Original topic: TiFlash节点不断重启

| username: tracy0984

[TiDB Usage Environment] Production Environment / Testing / PoC
[TiDB Version] v5.3.0
[Reproduction Path] No operations
[Encountered Problem: Problem Phenomenon and Impact]
One of the three TiFlash nodes keeps restarting
[Resource Configuration]
[Attachment: Screenshot/Log/Monitoring]

| username: Billmay表妹 | Original post link

It may be due to configuration or hardware issues with the TiFlash node. You can troubleshoot the problem by following these steps:

  1. Check the TiFlash node logs to see if there are any errors or abnormal information. You can use the following command to view the TiFlash node logs:
tail -f /path/to/tiflash/log/tiflash.log
  1. Check the TiFlash node configuration file to ensure that the parameters in the configuration file are set correctly. You can refer to the TiFlash command line parameters documentation to understand the TiFlash configuration parameters.
  2. Check the hardware resources of the TiFlash node, such as CPU, memory, disk, etc., to see if they are sufficient. You can use the following commands to view the hardware resource usage of the TiFlash node:
df -h
| username: tracy0984 | Original post link

tiflash.log log

TiFlash has been running for a while, with a total of 3 nodes.
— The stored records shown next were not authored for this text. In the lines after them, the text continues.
PR #40, opened 2023-09-06
Refactor camera & mic features into MediaManager

pgivel:
## Description

This splits the functionnal and UI usage. It also decorrelates the microphone & camera features, allowing to stream one or the other independantly.

Fixes #<issue>

## Type of change

## Checklist


src/plugins/MediaManager.js
```diff
@@ -0,0 +1,339 @@
...
+        this.instance.mediaEventsEnabled = true;
+
+        this.videoStreaming = false;
+        this.audioStreaming = false;
+
+        this.videoWidth = videoWidth;
+        this.videoHeight = videoHeight;
+        this.videoWithMicrophone = videoWithMicrophone;
+
+        this.setupPermissions();
```
skornous, line 32: is it really necessary to redo a setupPermissions ? if [l.18](https://github.com/Genymobile/genymotion-device-web-player/pull/40/files#diff-97a1a105b0f7db226929204ef391737aac32f2a5cbaf8a20278a55453fb07cddR18) passes it should already have been done so redoing it might double register the `on<Microphone/Camera>PermissionChange` listeners

pgivel: You're right, I forgot to remove this line when adding l.18 :) Thanks!

jparez (approved):

src/plugins/MediaManager.js
```diff
@@ -0,0 +1,341 @@
...
+
+    /**
+     * Find RTCRtpSender corresponding RTCRtpTransceiver and set its direction.
+     *
+     * @param {RTCRtpSender} sender    Peer (sender).
+     * @param {string}       direction Transceiver direction.
+     */
+    setTransceiverDirection(sender, direction) {
+        // find transceiver that contains sender
+        this.instance.peerConnection.getTransceivers().forEach((transceiver) => {
```
jparez, line 196: don't know if you can get multiple times the same sender but if not you can use find / findIndex, it's less clearer but the loop stop after getting the first row which match

const arrTransceivers =  this.instance.peerConnection.getTransceivers()
const index = arrTransceivers .findIndex(transceiver => transceiver.sender === sender)
if (index > -1)  arrTransceivers[index].direction = direction

src/plugins/MediaManager.js
```diff
@@ -0,0 +1,341 @@
...
+            this.startAudioStreaming();
+        } else {
+            this.stopAudioStreaming();
+        }
+    }
+
+    /**
+     * Initialize and start client webcam video stream.
+     */
+    startVideoStreaming() {
```
jparez, line 90: then method is oldschool and can become unreadable as it grow. startVideoStreaming won't return a promise, so if you want to wait for startVideoStreaming in the future you can't without modify startVideoStreaming

i prefere this way

```
async startVideoStreaming() {
     if (!navigator.mediaDevices) {
         return;
     }
     try{
        const mediaStream = navigator.mediaDevices.getUserMedia({
            audio: this.videoWithMicrophone,
            video: {
                width: this.videoWidth,
                height: this.videoHeight,
            },
        })
        log.debug('Client video stream ready');
        this.videoStreaming = true;
        this.localVideoStream = mediaStream;
        this.addVideoStream(mediaStream);
      } catch((err)=> {
        this.onVideoStreamError(err);
      })           
}
```

src/plugins/Camera.js
```diff
@@ -60,73 +58,9 @@ module.exports = class Camera extends OverlayPlugin {
...
-    /**
-     * Toggle local video forward forwarding.
-     * Redirect the client webcam video stream to the instance.
-     */
-    toggleStreaming() {
-        if (!this.streaming) {
-            this.startStreaming();
-        } else {
-            this.stopStreaming();
+            this.toolbarBtn.onclick = () => {
```
jparez, line 61: maybe i wrong but i think 

`this.toolbarBtn.onclick = this.instance.mediaManager.toggleVideoStreaming`

Could get the job. Here we bind an arrow fn which call a fn.

src/DeviceRenderer.js
```diff
@@ -298,8 +299,8 @@ module.exports = class DeviceRenderer {
     disconnect() {
         this.initialized = false;
 
-        if (typeof this.camera !== 'undefined' && typeof this.camera.getClientVideoStream !== 'undefined') {
-            this.removeLocalStream(this.camera.getClientVideoStream());
+        if (typeof this.mediaManager !== 'undefined') {
```
jparez, line 302: `typeof this.mediaManager !== 'undefined' && this.mediaManager.disconnect();`

Is more sexy, isn't ?

pgivel: more sexy but less readable so I'm not sure if it's better in this case :/

src/DeviceRenderer.js
```diff
@@ -40,7 +41,6 @@ module.exports = class DeviceRenderer {
 
         // Websocket
         this.webRTCWebsocket = null;
-        this.webRTCWebsocketName = 'gm-webrtc';
```
JulienBolard, line 43: It could be preferable to defined it but set it  to null

src/plugins/MediaManager.js
```diff
@@ -0,0 +1,341 @@
...
+            return false;
+        }
+
+        navigator.permissions.query({name: 'microphone'})
+            .then((permissionObj) => {
+                log.debug(`microphone ${permissionObj.state}`);
+                permissionObj.addEventListener('change', this.onMicrophonePermissionChange.bind(this));
+            })
+            .catch((error) => {
+                log.debug('Can\'t get microphone permission object', error);
```
JulienBolard, line 48: this should `return false;`

src/plugins/MediaManager.js
```diff
@@ -0,0 +1,341 @@
...
+            });
+
+        navigator.permissions.query({name: 'camera'})
+            .then((permissionObj) => {
+                log.debug(`camera ${permissionObj.state}`);
+                permissionObj.addEventListener('change', this.onCameraPermissionChange.bind(this));
+            })
+            .catch((error) => {
+                log.debug('Can\'t get camera permission object', error);
```
JulienBolard, line 57: same here: `return false;`

src/plugins/MediaManager.js
JulienBolard: It is really interesting to read that .then() is old school and you propose a more conventional way of writing code. I really don't understand JS dev :)

src/plugins/MediaManager.js
```diff
@@ -0,0 +1,341 @@
...
+            });
+    }
+
+    /**
+     * Client video stream error handler.
+     *
+     * @param {Error} error Camera stream error.
+     */
+    onVideoStreamError(error) {
+        log.warn('Can\'t start client video stream', error);
```
JulienBolard, line 142: log.error instead ?

src/plugins/MediaManager.js
```diff
@@ -0,0 +1,341 @@
...
+    }
+
+    /**
+     * Client audio stream error handler.
+     *
+     * @param {Error} error Microphone stream error.
+     */
+    onAudioStreamError(error) {
+        log.warn('Can\'t start client audio stream', error);
```
JulienBolard, line 151: log.error instead ?

src/plugins/MediaManager.js
JulienBolard: This needs to be verified as I am not sure if there was multiple instance of the same sender when I did this dev

src/plugins/MediaManager.js
```diff
@@ -0,0 +1,341 @@
...
+            });
+            if (this.microphoneSender) {
+                this.instance.peerConnection.removeTrack(this.microphoneSender);
+            }
+            this.instance.renegotiateWebRTCConnection();
+        }
+    }
+
+    /**
+     * Remove a local video stream and stop sending it through SDP renegotiation.
```
JulienBolard, line 304: It also remove the audio track not just the video. Not sure if it is really intended now we split audio and video

JulienBolard (changes requested):

src/plugins/MediaManager.js
pgivel: I was also surprised at this but indeed, the browser support versions seems to indicate that async/await + try/catch is much newer than promises

https://developer.mozilla.org/en-US/docs/Web/JavaScript/Reference/Operators/await#browser_compatibility
https://developer.mozilla.org/en-US/docs/Web/JavaScript/Reference/Global_Objects/Promise#browser_compatibility

src/plugins/MediaManager.js
pgivel: I should add comments to further explain that.

tests/unit/camera.test.js
```diff
@@ -16,12 +17,13 @@ describe('Camera Plugin', () => {
             navbar: true,
             power: true
         });
-        camera = new Camera(instance, false);
+        mediaManager = new MediaManager(instance);
     });
 
     describe('api', () => {
         test('exposes a high level constructor', () => {
             expect(typeof Camera).toBe('function');
```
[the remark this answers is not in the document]
pgivel: I'm not sure if this unit test is supposed to test the camera plugin (the ui mostly) or the mediamanager plugin (the functionality). I should probably split it in two tests.

src/plugins/MediaManager.js
pgivel: I admit I'm not sure what's the point of setting the direction in the first place. I guess if the transceiver is in the `receive` direction we can't send data through the stream ? But how/why would it be in the `receive` direction?

pgivel: (since I don't understand the aim here, I'm not sure how I can verify that @jparez's suggestion doesn't break stuff)

src/DeviceRenderer.js
pgivel: You're right, it'll be more legible. But first I'll need to test if setting up the webrtc socket with a `null` protocol is the same as setting it up with an `undefined` one.

pgivel: @JulienBolard setting the protocol to `null` doesn't work, the socket is initialized with a `null` protocol instead of without a specific one, and so the connexion isn't established.

src/plugins/MediaManager.js
pgivel: closing this suggestion since the existing code works already and I don't know how to check that I'm not breaking stuff by changing it

src/plugins/MediaManager.js
```diff
@@ -0,0 +1,345 @@
...
+     *  This flag is used when we don't want to split audio&video and instead want the audio bundled with the video in the same stream.
+     *  Defaults to the microphone flag in the instance options
+     * @param {number} videoWidth Maximum video width. Defaults to 1280
+     * @param {number} videoHeight Maximum video height. Defaults to 720
+     */
+    constructor(instance, videoWithMicrophone = instance.options.microphone, videoWidth = 1280, videoHeight = 720) {
+        this.instance = instance;
+        this.instance.mediaManager = this;
+
+        if (!navigator.mediaDevices || !this.setupPermissions()) {
```
Previsou, line 20: no need to await `this.setupPermissions()` ?

src/plugins/MediaManager.js
```diff
@@ -0,0 +1,345 @@
...
+            const mediaStream = await navigator.mediaDevices.getUserMedia({
+                audio: this.videoWithMicrophone,
+                video: {
+                    width: this.videoWidth,
+                    height: this.videoHeight,
+                },
+            });
+            log.debug('Client video stream ready');
+            this.videoStreaming = true;
+            this.localVideoStream = mediaStream;
```
Previsou, line 109: Should we set audio related fields as well if `this.videoWithMicrophone = true` ?  Or adapt toggleAudioStreaming to protected against starting an audio stream while mic is already captured?

Previsou (approved):
New to the codebase, so more a cursory review than anything else :-)

src/plugins/MediaManager.js
jparez: Yes indeed, but correct me if i'm wrong, constructors cannot be async. 
We can use this.setupPermissions.then(()=>{}) but instance props (this.instance.mediaEventsEnabled, ...) may be initialized after they are used

I guess even if setupPermissions return false, since it's return a promise so !this.setupPermissions will be always true, the test pass.

missed this one :$

jparez (approved):

src/plugins/MediaManager.js
Previsou: > Yes indeed, but correct me if i'm wrong, constructors cannot be async.
I am far from fluent in javascript, so I really don't know. Kinda makes sense though to avoid a promise on a futur object.

src/plugins/MediaManager.js
pgivel: hm is it really an issue if the user sends a video&audio stream + an audio stream ?

src/plugins/MediaManager.js
pgivel: Is it better now?

README.md
```diff
@@ -276,7 +276,8 @@ Enables or disables the fullscreen widget. This widget can be used to make the r
 - **Default:** `true`
 - **Compatibility:** `PaaS`, `SaaS`
 - **Details:**
-Enables or disables the camera widget. This widget can be used to forward local webcam to the Android virtual device.
+Enables or disables the camera widget. This widget can be used to forward local webcam video to the Android virtual device.
+By default, if the `microphone` property is also true, then the webcam audio will be used as well.
```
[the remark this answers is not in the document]
pgivel: indeed, I'll update that

src/plugins/MediaManager.js
```diff
@@ -0,0 +1,352 @@
...
+        this.videoWithMicrophone = videoWithMicrophone;
+    }
+
+    /**
+     * Tries to get the current microphone and camera permission status. If it can, binds listeners to their change
+     * @returns {boolean} True if it could find the permissions object
+     */
+    async setupPermissions() {
+        if (!navigator.permissions) {
+            return false;
```
Previsou, line 42: Shouldn't you set `this.instance.mediaEventsEnabled = false` here? In fact, this field seems totally unused

pgivel: `mediaEventsEnabled` is to be used by other classes above this manager (for example for disabling the UI), so that's why it is unused in this class.

It is set to `true` on line 26, as long as we're able to use the `mediaDevices` API. I don't want to set it to false if we can't use the `permissions` API because the feature still works, it simply won't be able to react dynamically to permission changes.

Previsou: Thanks for the explanation

Previsou (approved):

JulienBolard (approved):

PR #44, opened 2023-11-23
Media manager: Add return values in order to fail loudly

pgivel:
## Description

This PR adds return values to most functions in media manager in order to communicate with users of this class if we failed to initialise video or audio input.

## Type of change

## Checklist

### DIFF
--- a/src/plugins/MediaManager.js
+++ b/src/plugins/MediaManager.js
@@ -68,33 +68,34 @@ module.exports = class MediaManager {
     /**
      * Toggle local video forwarding.
      * Redirect the client webcam video stream to the instance.
+     * @returns {boolean} true on success, false on fail
      */
     toggleVideoStreaming() {
         if (!this.videoStreaming) {
-            this.startVideoStreaming();
-        } else {
-            this.stopVideoStreaming();
+            return this.startVideoStreaming();
         }
+        return this.stopVideoStreaming();
     }
 
     /**
      * Toggle local audio forwarding.
      * Redirect the client microphone audio stream to the instance.
+     * @returns {boolean} true on success, false on fail
      */
     toggleAudioStreaming() {
         if (!this.audioStreaming) {
-            this.startAudioStreaming();
-        } else {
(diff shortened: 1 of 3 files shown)


skornous (approved):
lgtm

JulienBolard (approved):

src/plugins/MediaManager.js
```diff
@@ -130,9 +133,10 @@ module.exports = class MediaManager {
             log.debug('Client audio stream ready');
             this.audioStreaming = true;
             this.localAudioStream = mediaStream;
-            this.addAudioStream(mediaStream);
+            return this.addAudioStream(mediaStream);
```
jparez, line 136: if addAudioStream fail the error will be uncaught. `this.instance.renegotiateWebRTCConnection();` call renegotiateWebRTCConnection wihch do `this.peerConnection.createOffer` and createOffer return a promise.

I think `addAudioStream` need to return `this.instance.renegotiateWebRTCConnection();` or a Promise.reject() and this line should be prefix by an await.

src/plugins/MediaManager.js
```diff
@@ -156,28 +160,32 @@ module.exports = class MediaManager {
...
+     * @returns {boolean} true on success, false on fail
      */
     stopVideoStreaming() {
         if (!this.videoStreaming) {
-            return;
+            return false;
         }
         log.debug('removed local video stream');
-        this.removeVideoStream(this.localVideoStream);
+        const result = this.removeVideoStream(this.localVideoStream);
```
jparez, line 170: Same thing here, This call renegotiateWebRTCConnection which call this.peerConnection.createOffer.

src/plugins/MediaManager.js
pgivel: I was mostly focused on errors related to permissions or availability of input devices but you're right I should cover this case too. Thanks !

pgivel: Is it OK for you now ?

One node suddenly started to keep restarting last night, and no configuration changes were made before the restart.
Checked the operating system resources, CPU, memory, and disk space are all normal at the moment. The resource configuration of the error-reporting node is consistent with the other currently running TiFlash nodes.
Please help to continue analyzing the cause of the error, thank you~

| username: tidb菜鸟一只 | Original post link

Take a look at this table: SELECT * FROM INFORMATION_SCHEMA.TIFLASH_TABLES a WHERE a.DATABASE=‘db_23463’ AND a.TABLE=‘t_23465’;

| username: tracy0984 | Original post link

I found the data rows on the other two nodes:

Is this normal?

| username: tracy0984 | Original post link

I scaled down the problematic node and then scaled it up again. The TiFlash process is now running normally and currently synchronizing data. The TiFlash scaling method is referenced as follows:
Using TiUP to Scale TiDB Cluster | PingCAP Documentation Center

| username: system | Original post link

This topic was automatically closed 60 days after the last reply. New replies are no longer allowed.